Grey Squirrel

Grey Squirrel Tracks (Spruceline Farm, January 2015)

Grey Squirrel Tracks (Spruceline Farm, January 2015)

Squirrel tracks tend to be “splayed”.  The rear feet register in front of the front feet as the squirrel bounds.  A young naturalist described the overall track pattern as being similar to the open wings of a butterfly.  That description resonated with me and I use the comparison for describing squirrel tracks as “butterflies” often.

Squirrel Chews

Squirrel Chew on Black Walnut (Guelph Lake Nature Centre, March 2015)

Squirrel Chew on Black Walnut (Guelph Lake Nature Centre, March 2015)

Which nut was opened by a red squirrel?  Which nut was opened by a grey squirrel?

Walnuts have very hard shells that require much effort to open.  Tiny white marks or indentations along the outside edge of a hole are signs from a small mammal’s lower incisors.  These marks are called “chatter”.  Red squirrels tend to obtain nut meat by opening a walnut from both sides, creating large, jagged holes.  Gray squirrels tend to be able to cut into a walnut from any direction.  The shell of the walnut is left in chunks or pieces.

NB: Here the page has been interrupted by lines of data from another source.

PR #1386, opened 2025-06-19
Add low-level wrappers for BLAS and LAPACK

amontoison:
@ViralBShah I was at the Householder Symposium last week and had a discussion with Julien Langou (@langou), the main maintainer of reference-LAPACK, about what we’re doing in Julia for BLAS / LAPACK and our nice LBT feature.

Some feedback I got is that Julien doesn’t understand why we don’t expose all the arguments of the BLAS / LAPACK routines, and why we took the liberty of fusing `om*` / `un*` routines but not `sy*` / `he*`.

What I concluded with Julien is that we should maybe expose the low-level wrappers directly and call them from our higher-level interfaces.
This would make it easier to update with new releases and would also give users the ability to reuse buffers, which is currently a significant limitation of our API.
I also think it would help Julien interact more easily with us.
He’s starting to get interested in using Julia for unit testing reference-LAPACK and teaching!

A few months ago, I wrote a script to generate wrappers for Fortran routines implemented in F77 (for HSL), and I was able to adapt it for BLAS / LAPACK.
It is similar to what we obtain with `Clang.jl` from the C header files.
I open the PR as a draft for now to get feedback.


ViralBShah:
This is something I have always wanted to do myself as well. 

Is there a noticeable impact on system image size?

ViralBShah:
It would be great if this PR could be a branch on this repo (easier to work on than a fork). Possibly needs these fixes:

```
diff --git a/src/blas.jl b/src/blas.jl
index 15c6467..3ebe212 100644
--- a/src/blas.jl
+++ b/src/blas.jl
@@ -1417,7 +1417,7 @@ Return the updated `C`.
 """
 function gemmt! end
 
-for (gemmt, elty) in
+for (fname, elty) in
         ((:dgemmt,:Float64),
          (:sgemmt,:Float32),
          (:zgemmt,:ComplexF64),
@@ -1488,7 +1488,7 @@ Update `C` as `alpha*A*B + beta*C` or the other three variants according to
 """
 function gemm! end
 
-for (gemm, elty) in
+for (fname, elty) in
         ((:dgemm,:Float64),
          (:sgemm,:Float32),
          (:zgemm,:ComplexF64),
@@ -1595,9 +1595,9 @@ for (mfname, elty) in ((:dsymm,:Float64),
             chkstride1(A)
             chkstride1(B)
             chkstride1(C)
-            $fname(side, uplo, m, n,
-                   alpha, A, max(1,stride(A,2)), B,
-                   max(1,stride(B,2)), beta, C, max(1,stride(C,2)))
+            $mfname(side, uplo, m, n,
+                    alpha, A, max(1,stride(A,2)), B,
+                    max(1,stride(B,2)), beta, C, max(1,stride(C,2)))
             C
         end
         function symm(side::AbstractChar, uplo::AbstractChar, alpha::($elty), A::AbstractMatrix{$elty}, B::AbstractMatrix{$elty})
```

amontoison:
I wanted to create a branch but it seems that I don't have the rights on this repo.
It is why I did a fork.

Thanks for the patch, I also need to find how to use `@blasfunc` with a `@ccall`.

ViralBShah:
I didn't realize you don't have access. Just invited.

ViralBShah:
Should we put energy into this and see if we can get it done? Just asking mainly because things will start diverging at some point and it will be more work to bring it in.

amontoison:
@ViralBShah I am still traveling this week for a conference but I can work on it next week and do a meeting if needed.

amontoison:
Viral, I opened #1403, we need a smart way to add the suffix `_64` within a `@ccall`.

PR #1392, opened 2025-06-27
specialize kron!(::Diagonal, ::Diagonal, ::Diagonal)

tam724:
see https://github.com/JuliaLang/LinearAlgebra.jl/issues/1391.
Implements a specialized version of `kron!` that dispatches on ::Diagonal as the first argument.

### DIFF
--- a/test/diagonal.jl
+++ b/test/diagonal.jl
@@ -1396,15 +1396,15 @@ end
 end
 
 @testset "kron! for Diagonal" begin
-    a = Diagonal([1,2])
-    b = Diagonal([3,4])
+    a = Diagonal([1, 2])
+    b = Diagonal([3, 4])
     # Diagonal out
-    c = Diagonal([0,0,0,0])
-    kron!(c,b,a)
+    c = Diagonal([0, 0, 0, 0])
+    kron!(c, b, a)
     @test c == Diagonal([3, 6, 4, 8])
     @test c == kron!(fill(0, 4, 4), Matrix(b), Matrix(a)) # against dense kron!
-    c=Diagonal(Vector{Float64}(undef, 4))
-    kron!(c,a,b)
+    c = Diagonal(Vector{Float64}(undef, 4))
+    kron!(c, a, b)
     @test c == Diagonal([3.0, 4.0, 6.0, 8.0])
 
     # AbstractArray out
--- a/test/diagonal.jl
+++ b/test/diagonal.jl
@@ -1415,6 +1415,7 @@ end
     c = Matrix{Float64}(undef, 4, 4)
     kron!(c, a, b)
     @test c == diagm([3.0, 4.0, 6.0, 8.0])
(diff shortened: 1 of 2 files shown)


dkarrasch:
Since the 2-arg method doesn't redirect to the in-place method, we would need a test for this.

test/diagonal.jl
```diff
@@ -1396,14 +1396,25 @@ end
...
-    b = Diagonal([1,1])
+    a = Diagonal([1,2])
+    b = Diagonal([3,4])
+    # Diagonal out
     c = Diagonal([0,0,0,0])
     kron!(c,b,a)
-    @test c == Diagonal([2,2,2,2])
+    @test c == Diagonal([3, 6, 4, 8])
+    @test c == kron!(fill(0, 4, 4), Matrix(b), Matrix(a)) # against dense kron!
     c=Diagonal(Vector{Float64}(undef, 4))
```
dkarrasch:
```suggestion
    c = Diagonal(Vector{Float64}(undef, 4))
```

test/diagonal.jl
```diff
@@ -1396,14 +1396,25 @@ end
 end
 
 @testset "kron! for Diagonal" begin
-    a = Diagonal([2,2])
-    b = Diagonal([1,1])
+    a = Diagonal([1,2])
+    b = Diagonal([3,4])
+    # Diagonal out
     c = Diagonal([0,0,0,0])
     kron!(c,b,a)
```
dkarrasch:
```suggestion
    kron!(c, b, a)
```

dkarrasch (approved):
Since we're at it, we might as well "fix" the style bits. Otherwise LGTM.

tam724:
Thanks for the review. I added the whitespaces.

dkarrasch:
Not sure why it says those lines are not covered... This LGTM, so I'll merge.

test/diagonal.jl
```diff
@@ -1396,14 +1396,25 @@ end
...
+    @test c == Diagonal([3.0, 4.0, 6.0, 8.0])
+
+    # AbstractArray out
+    c = fill(0, 4, 4)
+    kron!(c, b, a) 
+    @test c == diagm([3, 6, 4, 8])
+    @test c == kron!(fill(0, 4, 4), Matrix(b), Matrix(a)) # against dense kron!
+    c = Matrix{Float64}(undef, 4, 4)
+    kron!(c, a, b)
+    @test c == diagm([3.0, 4.0, 6.0, 8.0])
```
dkarrasch, line 1417: I just hesitated, but realized that size-checking is contained in the `kron!` for vectors, so we don't need to add it in the method. We should, however, safeguard against regression if someone decides to not forward the call.

```suggestion
    @test c == diagm([3.0, 4.0, 6.0, 8.0])
    @test_throws DimensionMismatch kron!(Diagonal(zeros(5)), Diagonal(zeros(2)), Diagonal(zeros(2)))
```

dkarrasch:
Thank you very much, @tam724!

Issue #453, opened 2020-08-09
Show more columns in tile view on large screens


olegelantsev:
Hi,

I noticed that tiles are blurred on my FullHD screen. It seems that fronted scales the tile size depending on the page width and if page wider than ~1500px, tile size becomes bigger than default thumbnail size - 224px.

![photoprism-screenshot](https://user-images.githubusercontent.com/7139119/89729977-cd90d200-da3a-11ea-813e-24289d9ee781.png)

I see that thumbnails are also generated with higher resolution, so front end could use those.

lastzero:
That's not a retina / high dpi screen, right?

As a quick solution, you can use the Cards view which uses 500px tiles instead of 224px. The Mosaic view was built for smaller mobile screens. Making the thumb size dependent on the visible window size might not be ideal given the performance overhead when resizing (you have to reload all thumbs when over 1000 search results might be shown already).

olegelantsev:
Screen is 1920x1080. 

For now I set the default tile size in frontend to 500px in my branch. 

Is it possible to calculate max tile size in Mosaic view? Then switch between tile size wouldn't be needed.

lastzero:
Size is dynamic based on a responsive grid. Changes when you resize the window. We should show more tiles if the size is larger than 224px, not make them larger and/or replace already loaded images.

olegelantsev:
Why is the issue closed? The problem doesn't seem to be solved. I could help to fix it.

lastzero:
You are right, Theresa closed it because it was marked as question. Should actually create a new issue with a specific solution like showing more tiles (or convert this into a task).

Changing the resolution dynamically is not something we want to implement at this point for the reasons mentioned.

lastzero:
FYI: Vuetify has a 12 column grid system. How many columns do you see right now on your screen?

See https://v15.vuetifyjs.com/en/framework/grid

olegelantsev:
I have 6 columns. Thanks for the link.

lastzero:
In that case you probably only have to add the class `xl1` to the tile markup, see `.vue` component in `/frontend/src`

olegelantsev:
I struggle to serve the frontend after it is built. Is it possible to do that without docker? I am new to Vue (I saw vue-cli-service tool, but apparently it doesn't quite work with the frontend setup)

lastzero:
I can do it tomorrow. Have a great evening!

PR #463, opened 2020-08-13
Show 12 columns on desktop screens

olegelantsev:
Fix for issue #453 

Sets 12 columns on large screens (1264px < width < 1904px). Tile sizes on mosaic view don't exceed the default thumbnail size.


lastzero:
Thanks! In fact, you could have renamed `xl1` to `lg1` as keeping both doesn't make a difference...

The left walnut was opened by a gray squirrel and the right walnut was opened by a red squirrel.

Why does it seem that red squirrels are more efficient at getting to the nut meat in comparison to gray squirrels?  Is this related to the size of the squirrel’s incisors?

Grey Squirrel Scat

Grey Squirrel Scat (Bruce Trail, Orangeville, December 2014)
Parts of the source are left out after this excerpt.